During T₁-T₃, no shivering was registered by EMG and by subject self-report.

Metabolic rate (MR)

• RMR was significantly increased during cold exposure compare to baseline (ANOVA for repeated measurements, P<0.001). In summer, the average MR increased from 4.7kJ±0.7kJ per minute to 5.1kJ±0.8kJ per minute (T₃) [1.12kcal±0.17kcal and 1.2kcal±0.19kcal per minute] and in winter, MR increased from 4.7kj±0.7kJ per minute to 5.3kJ±0.9 kJ per minute [1.12kcal±0.17kcal and 1.3kcal±0.22kcal per minute]
• On average, the increase was 7.0%±10.5% (P<0.05) in summer and 11.5%±9.1% (P<0.012) in winter, respectively.

Individual Changes

• The metabolic response ranged from a decrease of 4% to an increase of 30% in winter and from a decrease of 12% to an increase of 24% in summer (T-test values at T₃ vs. T₀)
• The amount of AUC increase was slightly but not significantly higher in winter compared to summer
• In summer and winter, approximately two-thirds (70% and 65%) of the metabolic response of T₃ was reached at T₁
• If only the three-hour response was considered (T₁ to T₃), a significant increase was seen in winter but not in summer (winter P<0.01, summer P=0.13).

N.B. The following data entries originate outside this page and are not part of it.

PR #819, opened 2020-12-27
formulating wms monitor into logger proper

vsoch:
This is the first round of work to address #799. Specifically, we have the WMS monitor as a proper logger, and don't need to do any customization in the setup_logger function. We are currently using the defined API schema (defined by panoptes) although the project is thinking about changing this to some spec (see https://github.com/panoptes-organization/monitor-schema/pull/7#issuecomment-750897929). The spec in question doesn't have an update workflow endpoint, so I'm not sure how that would work yet, but I think @fgypas perhaps has something in mind.

In addition, we have added authentication, which is optional and enforced by the WMS monitor server. If authentication is required, the user must export `WMS_MONITOR_TOKEN` in their environment, which is provided by the server. We could do more complex interactions like allow a user to specify username:password for basic auth and then have the server issue a temporary token for each request, but looking at the spec that @fgypas has in mind, the [authorization part](https://ga4gh.github.io/workflow-execution-service-schemas/docs/#section/Authorization-and-Authentication) only mentions a url to go to learn about how to authenticate - I don't see any protocol that is standard for these kinds of APIs to return 401, and then the client knows to authenticate, etc. Unless that is supposed to be provided in the ` auth_instructions_url` field? (note that it's typically provided in an Www-Authenticate header.

## Discussion

I think for the create_workflow endpoint that snakemake should be sending more metadata about the run to the server. Right now it's basically sending nothing. Minimally I'd like to suggest we add:

 - snakefile path
 -  working directory 
 - any snakemake identifiers?
 - some kind of name? 

For example, for a user that creates the workflow in the interface (e.g., for snakeface) these fields are derived on that step, so when we issue the command the additional id provided hooks up to all of that. But if we run the workflow on the command line and haven't created it in the interface, a new workflow is created on behalf of the user (and it's hugely missing metadata).

Also, I think this will need to be done in stages. The first stage is keeping things as they are now, but adding the option for the token. The second stage will be the refactor of the API, with whatever spec @fgypas decides. I'm going to need to update snakeface too so I'm hoping to help with whatever I can to move this forward.

cc @johanneskoester @fgypas 

### DIFF
--- a/snakemake/__init__.py
+++ b/snakemake/__init__.py
@@ -2246,6 +2246,19 @@ def get_argument_parser(profile=None):
     return parser
 
 
+def generate_parser_metadata(parser, args):
+    """Given a populated parser, generate the original command along with
+    metadata that can be handed to a logger to use as needed.
+    """
+    command = "snakemake %s" % " ".join(
+        parser._source_to_settings["command_line"][""][1]
+    )
+    workdir = os.getcwd()
+    metadata = args.__dict__
+    metadata.update({"command": command})
+    return metadata
+
+
 def main(argv=None):
     """Main entry point."""
 
@@ -2562,7 +2575,11 @@ def main(argv=None):
             log_handler.append(slack_logger.log_handler)
 
         elif args.wms_monitor or args.log_service == "wms":
-            wms_logger = logging.WMSLogger(args.wms_monitor, args.wms_monitor_arg)
+            # Generate additional metadata for server
+            metadata = generate_parser_metadata(parser, args)
+            wms_logger = logging.WMSLogger(
+                args.wms_monitor, args.wms_monitor_arg, metadata=metadata
+            )
             log_handler.append(wms_logger.log_handler)
 
         if args.edit_notebook:
--- a/snakemake/__init__.py
+++ b/snakemake/__init__.py
@@ -21,7 +21,7 @@ from importlib.machinery import SourceFileLoader
 from snakemake.workflow import Workflow
 from snakemake.dag import Batch
 from snakemake.exceptions import print_exception, WorkflowError
-from snakemake.logging import setup_logger, logger, SlackLogger
+from snakemake.logging import setup_logger, logger, SlackLogger, WMSLogger
 from snakemake.io import load_configfile
 from snakemake.shell import shell
 from snakemake.utils import update_config, available_cpu_count
@@ -123,7 +123,6 @@ def snakemake(
     updated_files=None,
     log_handler=[],
     keep_logger=False,
-    wms_monitor=None,
     max_jobs_per_second=None,
     max_status_checks_per_second=100,
     restart_times=0,
@@ -269,7 +268,6 @@ def snakemake(
                                     whether to clean up conda tarballs after env creation (default None), valid values: "tarballs", "cache"
         singularity_prefix (str):   the directory to which singularity images will be pulled (default None)
         shadow_prefix (str):        prefix for shadow directories. The job-specific shadow directories will be created in $SHADOW_PREFIX/shadow/ (default None)
-        wms-monitor (str):          workflow management system monitor. Send post requests to the specified (server/IP). (default None)
         conda_create_envs_only (bool):    if specified, only builds the conda environments specified for each job, then exits.
         list_conda_envs (bool):     list conda environments and their location on disk.
         mode (snakemake.common.Mode): execution mode
@@ -471,7 +469,6 @@ def snakemake(
             use_threads=use_threads,
             mode=mode,
             show_failed_logs=show_failed_logs,
-            wms_monitor=wms_monitor,
         )
 
     if greediness is None:
@@ -1336,10 +1333,22 @@ def get_argument_parser(profile=None):
         action="store",
         nargs="?",
         help=(
-            "IP and port of workflow management system to monitor the execution of snakemake (e.g. http://127.0.0.1:5000"
+            "IP and port of workflow management system to monitor the execution of snakemake (e.g. http://127.0.0.1:5000)"
+            " Note that if your service requires an authorization token, you must export WMS_MONITOR_TOKEN in the environment."
         ),
     )
-
+    group_exec.add_argument(
+        "--wms-monitor-arg",
+        nargs="*",
+        metavar="NAME=VALUE",
+        help=(
+            "If the workflow management service accepts extra arguments, provide."
+            " them in key value pairs with --wms-monitor-arg. For example, to run"
+            " an existing workflow using a wms monitor, you can provide the pair "
+            " id=12345 and the arguments will be provided to the endpoint to "
+            " first interact with the workflow"
+        ),
+    )
     group_exec.add_argument(
         "--scheduler-ilp-solver",
         default=recommended_lp_solver,
@@ -1911,10 +1920,10 @@ def get_argument_parser(profile=None):
     group_behavior.add_argument(
         "--log-service",
         default=None,
-        choices=["none", "slack"],
+        choices=["none", "slack", "wms"],
         help="Set a specific messaging service for logging output."
         "Snakemake will notify the service on errors and completed execution."
-        "Currently only slack is supported.",
+        "Currently slack and workflow management system (wms) are supported.",
     )
 
     group_cluster = parser.add_argument_group("CLUSTER")
@@ -2552,6 +2561,10 @@ def main(argv=None):
             slack_logger = logging.SlackLogger()
             log_handler.append(slack_logger.log_handler)
 
+        elif args.wms_monitor or args.log_service == "wms":
+            wms_logger = logging.WMSLogger(args.wms_monitor, args.wms_monitor_arg)
+            log_handler.append(wms_logger.log_handler)
+
         if args.edit_notebook:
             from snakemake import notebook
 
@@ -2679,7 +2692,6 @@ def main(argv=None):
             cluster_status=args.cluster_status,
             export_cwl=args.export_cwl,
             show_failed_logs=args.show_failed_logs,
-            wms_monitor=args.wms_monitor,
             keep_incomplete=args.keep_incomplete,
             keep_metadata=not args.drop_metadata,
             edit_notebook=args.edit_notebook,
--- a/snakemake/logging.py
+++ b/snakemake/logging.py
@@ -10,7 +10,6 @@ import datetime
 import sys
 import os
 import json
-import requests
 import threading
 import tempfile
 from functools import partial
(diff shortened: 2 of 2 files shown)


vsoch:
Another quick question - why does the msg field here have repr? That means that if it's a dictionary, for example, it gets sent as a string representation of the dict (and not a dict as it should):

```
server_info = {
        "msg": repr(msg),
        "timestamp": time.asctime(),
        "id": self.server["id"],
    }
```
Unless there is something I'm missing, I would do:

```
server_info = {
    "msg": msg,
    "timestamp": time.asctime(),
    "id": self.server["id"],
}
```

fgypas:
@vsoch Thanks a lot. I'll test it with panoptes and come back to you.

fgypas:
@vsoch This works fine with panoptes. 

I am not sure it will work out of the box if you remove the `repr`. I remember we had some issue with serialization/deserialization, but I think a simultaneous panoptes pull request would fix this.

vsoch:
It looks like you have to use eval on the message to get it back to it's original state: https://github.com/panoptes-organization/panoptes/blob/b5add3e98e7dbfb8bc64e51b2fb3d24a0fc6deca/panoptes/server_utilities/db_queries.py#L14, which I think we could possibly avoid. Could we perhaps test removing it, or having a try / except for the error that you were trying to solve? Or what about just dumping it to a string that could be loaded instead of evaluated? Let me know what you think, and how I can help!

vsoch:
And @fgypas I have a quick question! If you start a workflow from the web interface, how do you handle environment.yamls that might be alongside it? (e.g., if they aren't installed and activated it won't work).

fgypas:
> And @fgypas I have a quick question! If you start a workflow from the web interface, how do you handle environment.yamls that might be alongside it? (e.g., if they aren't installed and activated it won't work).

Do you mean yamls that are required to install the dependencies (e.g. snakemake) or yamls that are required within a snakemake pipeline and specified with the `conda` argument?

vsoch:
This step 👉 https://snakemake.readthedocs.io/en/stable/tutorial/setup.html#step-3-creating-an-environment-with-the-required-software

vsoch:
Here is the issue with using repr - we get strings that look like this:

```
{'level': 'dag_debug', 'status': 'candidate', 'job': all}
{'level': 'dag_debug', 'status': 'candidate', 'job': plot_quals}
{'level': 'dag_debug', 'status': 'candidate', 'job': bcftools_call}
{'level': 'dag_debug', 'status': 'candidate', 'job': samtools_sort}
{'level': 'dag_debug', 'status': 'candidate', 'job': bwa_map}
{'level': 'dag_debug', 'status': 'selected', 'job': bwa_map}
```
which we can't just easily evaluate, especially when there are python representations of objects that are undefined or custom functions. In this case:

```python
{'level': 'dag_debug', 'status': 'candidate', 'job': all}
{'level': 'dag_debug', 'status': 'candidate', 'job': <built-in function all>}
{'level': 'dag_debug', 'status': 'candidate', 'job': plot_quals}
---------------------------------------------------------------------------
NameError                                 Traceback (most recent call last)
<ipython-input-18-f903b09c2e84> in <module>
      2     if isinstance(ws.msg, str):
      3         print(ws.msg)
----> 4         print(eval(ws.msg))
      5 
      6 

<string> in <module>

NameError: name 'plot_quals' is not defined
```
So I think we would be best to do parsing on the level of snakemake that handles these objects however is appropriate to send to the update endpoint as a dictionary proper, so there is no `repr()` and no `eval()` needed. Without that we will wind  up with cases of strings that cannot be evaluated and it should be a consistent strategy. Let me know your thoughts and what you'd like to try.

vsoch:
I've just pushed changes so we more properly parse the message into something that is json serializable instead of using repr() and then eval(). But actually, using eval would still work, as an example, here is an eval on a json dump of a dictionary (what we are doing here)

```python
eval(json.dumps({'one': 'one'}))
```
The difference is that now on the server I can do:

```python
# The message should be json dump of attributes
message = json.loads(request.POST.get("msg", {}))
```
Which I feel much better about than doing eval. I'm going to see if I can add some metadata to the request next.

fgypas:
> This step 👉 https://snakemake.readthedocs.io/en/stable/tutorial/setup.html#step-3-creating-an-environment-with-the-required-software

So, for this, I think there are different ways to handle depending on the repo/pipeline that you want to execute and the infrastructure you have. Maybe @johanneskoester or someone else here has a better idea than me, but my opinion is that if you have a specific structure of the repo that you want to execute then things become simpler. My personal preference is to have only snakemake as a dependency and then put all other dependencies within the Snakefile as conda or singularity. The way I can think of it visually is to manage the virtual environments with something similar to the anaconda gui manager. 



As far as I know there is no golden standard of the structure of a snakemake pipeline, but as a rule of thumb you always have a Snakefile and a config.

fgypas:
> I've just pushed changes so we more properly parse the message into something that is json serializable instead of using repr() and then eval(). But actually, using eval would still work, as an example, here is an eval on a json dump of a dictionary (what we are doing here)
> 
> ```python
> eval(json.dumps({'one': 'one'}))
> ```
> 
> The difference is that now on the server I can do:
> 
> ```python
> # The message should be json dump of attributes
> message = json.loads(request.POST.get("msg", {}))
> ```
> 
> Which I feel much better about than doing eval. I'm going to see if I can add some metadata to the request next.

Thanks a lot for testing. I agree that we should avoid using `repr`/`eval`. If you have time, can you please try to open a PR on panoptes? Anyway, we don't use (at least for now) the `dag_debug` that seems to give rise to the problem.

vsoch:
> So, for this, I think there are different ways to handle depending on the repo/pipeline that you want to execute and the infrastructure you have. Maybe @johanneskoester or someone else here has a better idea than me, but my opinion is that if you have a specific structure of the repo that you want to execute then things become simpler. My personal preference is to have only snakemake as a dependency and then put all other dependencies within the Snakefile as conda or singularity. The way I can think of it visually is to manage the virtual environments with something similar to the anaconda gui manager.

I'm following the tutorial (which has this step) trying to reproduce using the interface, and it hits the error that we haven't installed some dependencies in the environment. I think if it were specified under conda then snakemake would install and source on our behalf so it wouldn't be an issue. I might just modify the example to do that.

And another update! I just pushed changes so that the original create_workflow endpoint sends along minimal metadata (snakefile, working directory, and command). This way, the user has more information than a workflow id and the output in the interface.

> Thanks a lot for testing. I agree that we should avoid using repr/eval. If you have time, can you please try to open a PR on panoptes? Anyway, we don't use (at least for now) the dag_debug that seems to give rise to the problem.

Yes definitely! With this change, we should be able to do the same json.loads() instead of eval.

fgypas:
> I'm following the tutorial (which has this step) trying to reproduce using the interface, and it hits the error that we haven't installed some dependencies in the environment. I think if it were specified under conda then snakemake would install and source on our behalf so it wouldn't be an issue. I might just modify the example to do that.

Ah ok, this requires the installation of `Flask`. Since most users don't use the standard web interface of snakemake, I think it makes sense that it is not installed by default.

fgypas:
> And another update! I just pushed changes so that the original create_workflow endpoint sends along minimal metadata (snakefile, working directory, and command). This way, the user has more information than a workflow id and the output in the interface.

I think this is very helpful. Do you send the path of the Snakefile, or the content of it? I am mainly asking, as in many cases the Snakefile is split into multiple files (`.smk`) that are included in the main Snakefile.

vsoch:
>  Do you send the path of the Snakefile, or the content of it? I am mainly asking, as in many cases the Snakefile is split into multiple files (.smk) that are included in the main Snakefile.

We just send the path of the snakefile, as Snakemake sees it.

vsoch:
Another suggestion - if we forsee needing to launch workflows in some way that doesn't afford access to an environment with a token (or we just don't want to use the environment, maybe for some reason) we can allow the token to be defined on the command line too:

```bash
snakmake --cores 1 --wms-monitor http://127.0.0.1:5000 --wms-monitor-arg token=12345
```
That would be read from the args like this:

```python
 # A token is suggested but not required, depends on server
self.token = os.getenv("WMS_MONITOR_TOKEN") or args.get('token')
```

vsoch:
Update for @fgypas and @johanneskoester - this API with the token is currently working for Snakeface (https://github.com/snakemake/snakeface). @johanneskoester I can make this public if it's okay with you, I have a few quick questions:

1. Can we make it public? Once I finish the core features (likely for having notebook + different executors) I'll add deployment types per user request (e.g., starting with docker-compose with a more substantial task runner and then adding the different auth plugins for saml, ldap, pam, etc.)
2.  - can I use the Snakemake cloud account to test setting up an executor for Snakeface? I'll use the dummy example workflow so the costs should be minimal. 
3. Given 1, can we also deploy the docs to readthedocs? They should be ready to go. Let me know if there is any issue because we need to install Django and run `django.setup()` to be able to import the modules. It should work given it's a dependency of snakeface but you never know!

Our break is over January 4th (Monday) so I'm pretty happy to get the skeleton version (a snakemake notebook) mostly finished. It would be great to get feedback about changes / direction before I implement more complex deployment types. But of course no rush, once I go back I won't have as much time for fun projects :P 

Happy New Year! I should umm, attempt to do something that isn't programming :laughing:

johanneskoester (approved):

johanneskoester:
Great work, @vsoch!


>     1. Can we make it public? Once I finish the core features (likely for having notebook + different executors) I'll add deployment types per user request (e.g., starting with docker-compose with a more substantial task runner and then adding the different auth plugins for saml, ldap, pam, etc.)

Yes :-)!

> 
>     2. Can I use the Snakemake cloud account to test setting up an executor for Snakeface? I'll use the dummy example workflow so the costs should be minimal.

Of course :-)!

> 
>     3. Given 1, can we also deploy the docs to readthedocs? They should be ready to go. Let me know if there is any issue because we need to install Django and run `django.setup()` to be able to import the modules. It should work given it's a dependency of snakeface but you never know!

Yes, let me know (best via mail) if you need any help!

johanneskoester:
Great work, @vsoch!


>     1. Can we make it public? Once I finish the core features (likely for having notebook + different executors) I'll add deployment types per user request (e.g., starting with docker-compose with a more substantial task runner and then adding the different auth plugins for saml, ldap, pam, etc.)

Yes :-)!

> 
>     2. Can I use the Snakemake cloud account to test setting up an executor for Snakeface? I'll use the dummy example workflow so the costs should be minimal.

Of course :-)!

> 
>     3. Given 1, can we also deploy the docs to readthedocs? They should be ready to go. Let me know if there is any issue because we need to install Django and run `django.setup()` to be able to import the modules. It should work given it's a dependency of snakeface but you never know!

Yes, let me know (best via mail) if you need any help!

As stated by the author in body of report:

• [Two studies] report that the magnitude of the cold response, and to a lesser extent, the relative contribution of the metabolic and insulative vasomotor response, depends on the duration and severity of the cold exposure, the medium, water or air and acclimatization.
• Individual variation in cold response is observed by the inverse relation between the insulative and metabolic cold response and the type is subject-specific; three hours of cold exposure revealed an increase in metabolic rate of 7.0% in summer and 11.5% in winter
• As a heat-loss restricting mechanism, all skin temperatures decreases significantly in response to the mild cold but the decreases was not significantly different between seasons (i.e., no insulative vasomotor response); thus, body heat debt was less during cold exposure in winter compared to summer meaning even in a moderate climate and modern society, cold acclimatization occurred.
• In [another study of N=8] describing moderate or mild-cold conditions, shivering occurred. Our test conditions (air temperature and clothing) so that during cold exposure no shivering would take place. The study indicates that NST seems to be a candidate for increases in metabolic rate.
• No change in RMR or VO₂ max was found between seasons, independent of correction for the change in body composition. Thus a change in cold response due to a change in physical fitness is excluded.

University/Hospital:

Maastricht University, University of Technology (both Netherlands)

Strengths

• Indirect calorimetry measurement protocol outlined with defined metabolic measuring points
• No dropouts reported
• AUC total cold-induced thermogenesis statistical approach used.

Generalizability/Weaknesses

• Generalizability to healthy non-obese and obese adults residing in moderate oceanic climates; inability to  generalize to some old and very old adults or ethnic U.S.-residing groups of Asian and Black
• Measured VO₂ max to explain possible RMR changes related to activity changes/conditioning related to weather
• An IC measurement definition not reported is steady state, although likely to have achieved with overnight stay
• Questionable validity of indirect calorimeter.